[Dataset entries]
PR #4533, opened 2026-02-21
Fix: Updated output example in managers table

Arul-1911:
The 'type' column was removed from the output since our managers table schema does not contain it.


danieltprice (approved):
Thank you @Arul-1911

PR #308, opened 2021-05-17
Make parsers work with candump -a switch

ftab:
I found myself working on a CAN system that sends bits of ASCII every now and then, so it was helpful to use the `candump -a` switch.

This PR adds a few parsers compatible with the default (non-timestamped) and timestamped (-t a / -t z / -t A) outputs when using the -a switch. By compatible, I mean they don't do anything with it (since you can just look at it yourself in the data array), but they parse the rest of the line correctly.

That way, cantools decode can be used in conjunction with candump -a

### DIFF
--- a/cantools/logreader.py
+++ b/cantools/logreader.py
@@ -63,6 +63,24 @@ class CandumpDefaultPattern(BasePattern):
         return DataFrame(channel=channel, frame_id=frame_id, data=data, timestamp=timestamp, timestamp_format=timestamp_format)
 
 
+class CandumpDefaultAsciiPattern(BasePattern):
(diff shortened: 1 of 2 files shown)


simontegelid:
I would suggest that you just added `.*?` to the end of the existing regexes than adding duplicate classes (`CandumpDefaultPattern`, `CandumpTimestampedPattern` and `CandumpAbsoluteLogPattern`). See https://regex101.com/r/Fbc9vd/1

ftab:
I like that idea. I wish I'd thought of that. Sometimes my regex fu is lacking...glitch in the matrix or something. I will amend.

ftab:
Got it

PR #316, opened 2021-07-06
attempt to fix the recently appearing test failures of PRs

andlaus:
the assumption is of this PR that these errors are caused because github-CI recently removed gcc-8 and -- maybe -- clang-8.

While I see the point of using older compilers to ensure that they stay supported, the code to be compiled is based on the C99 standard which ought to be very seasoned for at least a decade, i.e., I would be *very* surprised if compilers introduced major incompatibilities with this code in the future. IOW, let's just use the default versions of the host system...

Signed-off-by: Andreas Lauser <andreas.lauser@mbition.io>
Signed-off-by: Oliver Kopp <oliver.kopp@mbition.io>

### DIFF
--- a/.github/workflows/pythonpackage.yml
+++ b/.github/workflows/pythonpackage.yml
@@ -29,9 +29,9 @@ jobs:
         make test-c-clean
         make test-c
         make test-c-clean
-        CC=gcc-8 make test-c
+        CC=gcc make test-c
         make test-c-clean
-        CC=clang-8 make test-c-src
+        CC=clang make test-c-src
     - name: Coveralls
       uses: AndreMiras/coveralls-python-action@develop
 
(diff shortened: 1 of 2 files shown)


simontegelid:
+1 for merging this.

juleq:
I assume this concerns the tests that check generated c code output.

As far as I can see there is no CFLAG in test.mk that would insist on c99 input. If the generator code changes in the future, non c99 language elements could be introduced that the host compiler will not complain about. I think that is probably a minor concern but adding 
`CFLAGS += -std=c99`
to enforce c99 probably will not hurt and makes the selected standard more explicit. Opinions?

andlaus:
good point. Fixed, thanks for the catch!

PR #317, opened 2021-07-06
Initial value calculation according to Vector CANdb++

TheGreatChris:
Bugfix for issue described here: https://github.com/eerimoq/cantools/issues/251

### DIFF
--- a/cantools/tester.py
+++ b/cantools/tester.py
@@ -1,7 +1,6 @@
 # The tester module.
 
 import time
-import decimal
 
 try:
     from collections import UserDict
@@ -214,7 +213,7 @@ class Message(UserDict, object):
             maximum = 0 if not signal.maximum else signal.maximum
             if signal.initial:
                 # use initial signal value (if set)
-                initial_sig_values[signal.name] = (signal.initial * decimal.Decimal(signal.scale)) + decimal.Decimal(signal.offset)
+                initial_sig_values[signal.name] = (signal.initial * signal.decimal.scale) + signal.decimal.offset
             elif minimum <= 0 <= maximum:
                 # use 0 if in allowed range
                 initial_sig_values[signal.name] = 0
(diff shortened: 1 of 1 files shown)


andlaus (approved):
looks good to me. (I'm always a bit confused when the physical and when the "raw" value ought to be stored in the database...)

s3bastiand:
Hi, I have tried the fix and it only partially worked for me. I encountered a new issue after I have applied it:
TypeError: unsupported operand type(s) for *: 'decimal.Decimal' and 'float' "cantools"

Change the same line to:
initial_sig_values[signal.name] = (decimal.Decimal(signal.initial) * decimal.Decimal(signal.scale)) + decimal.Decimal(signal.offset)

solved my problem, but I'm not sure it's correct...

juleq:
I have not looked into the details but I noticed the following:

1.) The signal class has an (optional) copy of min/max/scale/offset as decimal type for lossless calculations.

2.) You could inspect utils.py to understand the handling there:
’’’
def _encode_field(field, data, scaling)
’’’

TheGreatChris:
> 
> 
> Hi, I have tried the fix and it only partially worked for me. I encountered a new issue after I have applied it:
> TypeError: unsupported operand type(s) for *: 'decimal.Decimal' and 'float' "cantools"
> 
> Change the same line to:
> initial_sig_values[signal.name] = (decimal.Decimal(signal.initial) * decimal.Decimal(signal.scale)) + decimal.Decimal(signal.offset)
> 
> solved my problem, but I'm not sure it's correct...

Please elaborate a bit more how the signal definition looks of the DBC that produced your described error. I can't reproduce the issue and neither can I fully comprehend the decimal classes supposed usage.

TheGreatChris:
I could do a bit of debugging and I was able reproduce the issue:
initial is always of type Decimal while scale and offset is of type float.
It seems that Decimal class only fails to multiply certain floats. I guess if the float can't be converted into a Decimal. For example Decimal('1') * 100 will work but Decimal('1') * 0.1 will fail.
I agree with s3bastiand's proposal to convert offset and scale to a Decimal before doing init value calculation.

TheGreatChris:
Using already present decimal values for lossless calculations as mentioned by @juleq.

juleq:
Looking good. Thank you for fixing this, @TheGreatChris.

[PROBLEM TO SOLVE]
If a line in the entries contains "TypeError", copy it.

[ANSWER SECTION]
TypeError: unsupported operand type(s) for *: 'decimal.Decimal' and 'float' "cantools"
> TypeError: unsupported operand type(s) for *: 'decimal.Decimal' and 'float' "cantools"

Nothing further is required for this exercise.